## What you should do:
Copy the records below word for word. Stop after the line that contains "### Type of Change".

Stored records:
PR #9856, opened 2026-03-17
docs: fix SDK documentation accuracy and completeness

jl-codes:
- Fix setPermissionHandler API Reference to use correct async/return signature (was showing old callback pattern with (request, resolve) => void)
- Remove non-existent PermissionResolver type from Exported Types table
- Fix PermissionHandler type description to match actual signature
- Add missing hooksDir option to ClineAgentOptions documentation
- Fix newSession() example to use real model IDs
- Replace developer personal path in Full Example with generic path
- Use placeholder for version in initialize() example to avoid staleness
- Expand Stop Reasons table and add note about current implementation
- Add missing key exported types: AcpSessionStatus, AcpSessionState, RequestPermissionRequest/Response, PermissionOption, SessionUpdatePayload, SessionModelState, ModelInfo, TextContent/ImageContent/AudioContent, SetSessionMode/Model request/response types, TranslatedMessage

### Related Issue

**Issue:** #XXXX

### Type of Change

-   [ ] ♻️ Refactor Changes
-   [ ] 💅 Cosmetic Changes
-   [ ] 🏃 Workflow Changes

### Pre-flight Checklist

### DIFF
--- a/cli/CHANGELOG.md
+++ b/cli/CHANGELOG.md
@@ -1,5 +1,10 @@
 # cline
 
+## [2.8.2]
+
+### Fixed
+- Use `kanban@latest` in `cline kanban` to always fetch the newest version
+
 ## [2.8.1]
 
 ### Added
--- a/cli/package.json
+++ b/cli/package.json
@@ -1,6 +1,6 @@
 {
 	"name": "cline",
-	"version": "2.8.1",
+	"version": "2.8.2",
 	"description": "Autonomous coding agent CLI - capable of creating/editing files, running commands, using the browser, and more",
 	"main": "dist/lib.mjs",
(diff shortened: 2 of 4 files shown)


candieduniverse (commented):
The new BYO auth section is potentially misleading around custom `clineDir`. It currently says `cline auth ...` writes credentials to `~/.cline/data/` "or your custom `clineDir`", but the example commands do not show how the CLI is pointed at that same custom directory. As written, a reader could authenticate into the default location and then instantiate `new ClineAgent({ clineDir: "/custom/path" })`, which would not obviously use the same credentials. I’d either remove the custom-`clineDir` clause here or add the exact mechanism required to target the same directory.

## Exercise answer:
PR #9856, opened 2026-03-17
docs: fix SDK documentation accuracy and completeness

jl-codes:
- Fix setPermissionHandler API Reference to use correct async/return signature (was showing old callback pattern with (request, resolve) => void)
- Remove non-existent PermissionResolver type from Exported Types table
- Fix PermissionHandler type description to match actual signature
- Add missing hooksDir option to ClineAgentOptions documentation
- Fix newSession() example to use real model IDs
- Replace developer personal path in Full Example with generic path
- Use placeholder for version in initialize() example to avoid staleness
- Expand Stop Reasons table and add note about current implementation
- Add missing key exported types: AcpSessionStatus, AcpSessionState, RequestPermissionRequest/Response, PermissionOption, SessionUpdatePayload, SessionModelState, ModelInfo, TextContent/ImageContent/AudioContent, SetSessionMode/Model request/response types, TranslatedMessage

### Related Issue

**Issue:** #XXXX

### Type of Change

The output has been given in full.